There are several inbuilt advantages in pursuing this practice, though there is a downside also. The trick is to devise a system that reaps the advantages but minimises the risks.
The process is simple enough. If you know someone who fits the requirement for a particular position in your company, you refer him to the company. If the person is found suitable and gets hired, you earn a bonus.
The advantages for the firm in this are multiple: The onus for making the right recruitment is partially shared by its employees, who are given a sense of ownership in the process; and hiring costs drop because companies need not spread the net wide.
Simultaneously, the downside is reduced, as an employee is unlikely to refer someone who will not fit the bill and run down his reputation in the company.
The big downside is that since employees get a chance to bring in people they know, there is a risk of a negative-minded group getting embedded in a company.
In some instances of fraud in BPO firms, made possible by a nexus among criminally-minded employees, the referral system was seen as a root cause.
Ashutosh Sinha, senior manager (recruitment) at business and technology consultancy Sapient Corporation India, warns that a company's referral programme "should not be allowed to take on a life of its own, but must be under control at all times."
His own rule of thumb is that employees coming in through this route must not account for more than 50 per cent of total staff, "because we don't want too many clones of existing employees."
At Aditi Technologies, a software and product services firm, over 50 per cent of the hiring is through referrals.
Says Sreenivas Chakravarthy, vice-president (people department), "Referral as a talent source has been in existence for a long time. However, corporates have started maximising this source because of the guarantee of good quality hires resulting from some inbuilt pre-screening."
Referrals are becoming popular among employers as the job market gets tighter and finding the right people to fill vacant slots quickly becomes a key corporate objective linked to the bottomline.
Additionally, says Chakravarthy, this system is a good satisfaction index for the company. More hires through referrals indicates that people are satisfied with their roles in the company and are willing to refer it to their friends.
While this system brings in more money to employees and ensures better-quality hires, the hires in turn have a feeling of comfort, since they know someone in the organisation.
Says Arul Rajkumar, national HR manager at TNT India, the logistics player: "TNT started the employee referral scheme after the launch of its domestic business in February this year. The scheme gained popularity as the employees knew who fit best into the organisation." Hence, "they refer the right people."
All vacancies are open for referral in TNT, and 12 per cent of the company's needs are met through this method, adds Rajkumar.

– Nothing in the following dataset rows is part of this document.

PR #3912, opened 2020-11-24
Distinguish <c-h> and Backspace on terminals where that is possible.

### LINKED ISSUE #3863: Distinguish <c-h> and Backspace on terminals where that is possible.
## Feature 

Some (many?) terminals in common use today send different codes for Ctrl-H versus Backspace. Kakoune should support that distinction where it's available.

### Usecase 

See #1030, #1270, #3250 

## Notes

The original VT100 terminal had a key above the Enter key labelled "Backspace" that sent 0x08, and another nearby key labelled "Delete" that sent 0x7F.

The VT220 terminal had a key above the Enter key labelled ⌫ that sent 0x7F, and another nearby key labelled "Delete" that sent 0x1B 0x5B 0x33 0x7E, although it could be configured to use the VT100 conventions for compatibility.

Since different terminals followed different conventions, the Unix kernel added support for tracking "what does backspace send" so the kernel's built-in line-editing would work everywhere. Since this is one of the terminal settings from the Before Time (predating termcap/terminfo/curses, I believe) and since getting it wrong is near-instantly visible (backspace doesn't work in the shell!), it's extremely reliable.

(if you'd like to see what *your* terminal is configured to send for backspace, try running `stty -a | grep erase`)

In fact, Kakoune already reads this setting at startup, it just doesn't do anything with it. Inside `NCursesUI::get_next_key()`, instead of detecting Backspace by comparing the incoming character code to `ctrl('h')` or `127`, we could compare it to `m_original_termios.c_cc[V_ERASE]`, and then whichever keycode was *not* backspace could be decoded normally (0x08 as `<c-h>`, 0x7F as `<delete>`).

Unfortunately, Kakoune's current input-parsing code is built on a bunch of inline lambda functions, which are very picky about which values from outer contexts they can access, and apparently "member variables of the enclosing class" are not on the list. I'd make a PR, but I lack the C++ skill to rearrange the code to fit.

Screwtapello:
Different terminals send different codes to indicate backspace, usually one of `\x08` or `\x7f`, so Kakoune blindly treated both as backspace. However, a given terminal is only likely to use one of those, and mnemonic control codes like `<c-h>` are a precious resource so we should endeavour to keep backspace and `<c-h>` separate when we can. Luckily, termios tells us what code our terminal is currently using, and Kakoune already reads the information at startup, so we can just use that information.

Thanks to @krobelus for figuring out the C++ syntax required.

Fixes #3863.

### DIFF
--- a/src/ncurses_ui.cc
+++ b/src/ncurses_ui.cc
@@ -610,16 +610,19 @@ Optional<Key> NCursesUI::get_next_key()
     if (not c)
         return {};
 
-    static constexpr auto convert = [](Codepoint c) -> Codepoint {
+    const cc_t erase = m_original_termios.c_cc[VERASE];
+    auto convert = [erase](Codepoint c) -> Codepoint {
         if (c == control('m') or c == control('j'))
             return Key::Return;
         if (c == control('i'))
             return Key::Tab;
-        if (c == control('h') or c == 127)
+        if (c == erase)
             return Key::Backspace;
+        if (c == 127) // when it's not backspace
+            return Key::Delete;
         return c;
     };
-    auto parse_key = [](unsigned char c) -> Key {
+    auto parse_key = [&convert](unsigned char c) -> Key {
         if (Codepoint cp = convert(c); cp > 255)
             return Key{cp};
         if (c == control('z'))
@@ -652,7 +655,7 @@ Optional<Key> NCursesUI::get_next_key()
        return Key{utf8::codepoint(CharIterator{c}, Sentinel{})};
     };
 
-    auto parse_csi = [this]() -> Optional<Key> {
+    auto parse_csi = [this, &convert]() -> Optional<Key> {
         auto next_char = [] { return get_char().value_or((unsigned char)0xff); };
         int params[16] = {};
         auto c = next_char();


lenormf:
That's good, I have backspace mapped already, and wanted to map <kbd>c-h</kbd> to `:man<ret>`!

src/ncurses_ui.cc
```diff
@@ -610,13 +610,16 @@ Optional<Key> NCursesUI::get_next_key()
     if (not c)
         return {};
 
-    static constexpr auto convert = [](Codepoint c) -> Codepoint {
+    const cc_t erase = m_original_termios.c_cc[VERASE];
+    static auto convert = [erase](Codepoint c) -> Codepoint {
```
mawww, line 614: This was static constexpr so that `parse_key` and `parse_csi` did not need to capture it, but now making it just static is weird as it means it will use the value of m_original_termios at first call, which should not change in the current way Kakoune works, but would break if we moved one day to say have the server handle multiple ncurses clients directly instead of having multiple client processes.

So this should probably be non-static and I guess we could make `parse_key` and `parse_csi` capture it by reference for now, until I find an idea I like better and refactor that code.

mawww (changes requested):

lenormf:
Bump!

krobelus:
This should match @mawww's suggestion. Works just as well.

```diff
diff --git a/src/ncurses_ui.cc b/src/ncurses_ui.cc
index e52748c9..812e1612 100644
--- a/src/ncurses_ui.cc
+++ b/src/ncurses_ui.cc
@@ -610,16 +610,19 @@ Optional<Key> NCursesUI::get_next_key()
     if (not c)
         return {};
 
-    static constexpr auto convert = [](Codepoint c) -> Codepoint {
+    const cc_t erase = m_original_termios.c_cc[VERASE];
+    auto convert = [erase](Codepoint c) -> Codepoint {
         if (c == control('m') or c == control('j'))
             return Key::Return;
         if (c == control('i'))
             return Key::Tab;
-        if (c == control('h') or c == 127)
+        if (c == erase)
             return Key::Backspace;
+        if (c == 127) // when it's not backspace
+            return Key::Delete;
         return c;
     };
-    auto parse_key = [](unsigned char c) -> Key {
+    auto parse_key = [&convert](unsigned char c) -> Key {
         if (Codepoint cp = convert(c); cp > 255)
             return Key{cp};
         if (c == control('z'))
@@ -652,7 +655,7 @@ Optional<Key> NCursesUI::get_next_key()
        return Key{utf8::codepoint(CharIterator{c}, Sentinel{})};
     };
 
-    auto parse_csi = [this]() -> Optional<Key> {
+    auto parse_csi = [this, &convert]() -> Optional<Key> {
         auto next_char = [] { return get_char().value_or((unsigned char)0xff); };
         int params[16] = {};
         auto c = next_char();
```

Screwtapello:
Once again, thank you @krobelus! I've included those changes and rebased my branch onto the latest master.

But referred candidates go through the same stringent selection procedure as other candidates. If the referred candidate is selected, the referring employee is awarded a gift voucher.

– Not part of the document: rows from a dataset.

PR #3923, opened 2020-12-01
Match the end of heredoc with horizontal spacing 

stevengubler:
If using spaces for indentation, heredocs should still terminate on indented end-token, as is currently allowed for indentation with tabs.

### DIFF
--- a/rc/filetype/sh.kak
+++ b/rc/filetype/sh.kak
@@ -27,7 +27,7 @@ add-highlighter shared/sh/double_string region  %{(?<!\\)(?:\\\\)*\K"} %{(?<!\\)
 add-highlighter shared/sh/single_string region %{(?<!\\)(?:\\\\)*\K'} %{'} fill string
 add-highlighter shared/sh/expansion region -recurse (?<!\\)(?:\\\\)*\K\$\{ (?<!\\)(?:\\\\)*\K\$\{ \}|\n fill value
 add-highlighter shared/sh/comment region (?<!\\)(?:\\\\)*(?:^|\h)\K# '$' fill comment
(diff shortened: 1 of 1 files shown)


stevengubler:
Any ideas why this stalled on the MacOS tests? I didn't change anything that should effect the build...

rc/filetype/sh.kak
```diff
@@ -27,7 +27,7 @@ add-highlighter shared/sh/double_string region  %{(?<!\\)(?:\\\\)*\K"} %{(?<!\\)
 add-highlighter shared/sh/single_string region %{(?<!\\)(?:\\\\)*\K'} %{'} fill string
 add-highlighter shared/sh/expansion region -recurse (?<!\\)(?:\\\\)*\K\$\{ (?<!\\)(?:\\\\)*\K\$\{ \}|\n fill value
 add-highlighter shared/sh/comment region (?<!\\)(?:\\\\)*(?:^|\h)\K# '$' fill comment
-add-highlighter shared/sh/heredoc region -match-capture '<<-?\h*''?(\w+)''?' '^\t*(\w+)$' fill string
+add-highlighter shared/sh/heredoc region -match-capture '<<-?\h*''?(\w+)''?' '^\h*(\w+)$' fill string
```
krobelus, line 30: Thanks for the contribution; can you provide an example script where spaces precede the heredoc delimiter?

I didn't find one, and Bash's man page only mentions tabs:
> If  the  redirection operator is <<-, then all leading tab characters are stripped from input lines and the line containing delimiter.  This allows here-documents within shell scripts to be indented in a natural fashion.

stevengubler: Actually, I do apologize. It appears that bash does specifically check for tabs and not spaces. That's both terribly annoying, and a fact which actually renders this PR irrelevant. Thanks for the catch.

PR #3934, opened 2020-12-14
fix(doc): put <height> and <width> from window_range in the right order

tototest99:


occivink:
As far as I can tell, `coord_x` and `coord_y` are swapped as well. But instead of changing the doc, I think it would make more sense to change the variable, since this format seems unusual.

Screwtapello:
My only guess is that `window_range` uses "y x h w" order because [that's what ncurses uses](https://linux.die.net/man/3/mvaddch), presumably because [that's what terminals use](https://vt100.net/docs/vt102-ug/chapter5.html#S5.5.2.6) (search for "CUP").

Of course, that doesn't make it a *good* reason, and if we don't care about compatibility with existing scripts, we should make the implementation match the sensible-sounding docs.

tototest99:
I considered that `coord_x` was abstract and thus fitted the first coordinate (maybe it’s because I’m used to it for image manipulation), unlike `height` wich designate, well, a vertical thing, but I understand your points. I have no strong opinion.

Delapouite:
The order of `window_range` values has been fixed in another commit https://github.com/mawww/kakoune/commit/3b0f69a6d68d1a8a5d0abcf8a611f401cf0bb9af (2022)

This issue can be closed

Issue #3940, opened 2020-12-14
The documentation should be organised better


lenormf:
### Feature 

The information in the documentation should be organised better. There's also a lot of fragmentation between it and the wiki, it would be nice to bring them closer together.

HTH.

lenormf:
Related #3686

naringas:
also IMHO the documentation should be put on the website kakoune.org

PR #3955, opened 2020-12-15
doc commands: Sort command names

lenormf:
Back when those documentation pages were written, names (options, faces, hooks, key names, flags…) were sorted alphabetically first, and then by functionality. It worked fine to have, for example, `NormalIdle` close to `InsertIdle` at the top of the list, because the two modes are the most well known, and beneath them all related information was unrolled.

As time went by, more names came to be documented, and those lists more or less became append-only.

It's reasonably easy to find your way around them when one knows a priori how they are sorted, but confusing to a newcomer leveraging the ubiquitous prefix notation (`Normal*` hooks, `Menu*` faces etc.) or expecting names to be sorted alphabetically (option names).

So despite being well-intentioned originally, the double sorting has become counter productive, especially when names are mindlessly appended to them. This PR sorts all names alphabetically, which should help with the “organisation” complaints that bubbled up in the latest survey.

The keys page was not modified, but I think it'd be worth it to sort as well (somehow), if this PR gets merged.

Related to #3940

### DIFF
--- a/doc/pages/commands.asciidoc
+++ b/doc/pages/commands.asciidoc
@@ -20,10 +20,30 @@ of the file onto the filesystem
     given. Buffers that do not appear in the parameters will remain at the
     end of the list, keeping their current order.
 
+*buffer* <name>::
+    *alias* b +
+    switch to buffer <name>
+
+*buffer-next*::
+    *alias* bn +
+    switch to the next buffer.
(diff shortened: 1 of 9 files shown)


lenormf:
PING

lenormf:
PING

lenormf:
PING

Sinha of Sapient gets 1,200 referrals a week. But, he says, "only 50 to 60 get hired," after clearing stringent background checks. Even so, fully 48 per cent of the company's new hires in the first half of the current calendar year have come in through this route- 30 per cent at the entry level, 50-60 per cent at middle level and the remainder at senior level.
Sapient's referral programme, Sinha explains, has been strengthened in the last three years, during which the company has scaled up from fewer than 400 employees to 2,000.
At industrial gases producer Praxair, which has 30 per cent of its employees coming in through employee referrals, these are a formal part of its hiring strategy. Vacancies are put up on the company database to be viewed by all employees.
Employees refer candidates, who then go through the regular screening process. Once a candidate is selected and joins, the employee is eligible for the referral bonus, whose amount depends on the seniority of the selected candidate.
At Sapient, the rewards consist of gizmos such as iPods and DVDs, as well as a 'credit' at performance appraisal time. But the reverse can happen as well. A HR consultant says that the quality of referrals has fallen over the years, and one software company asks referrors to justify their recommendations.
If background checks reveal that the progress of a referred candidate has been unsatisfactory in his current or past employment, it is a black mark against the referror.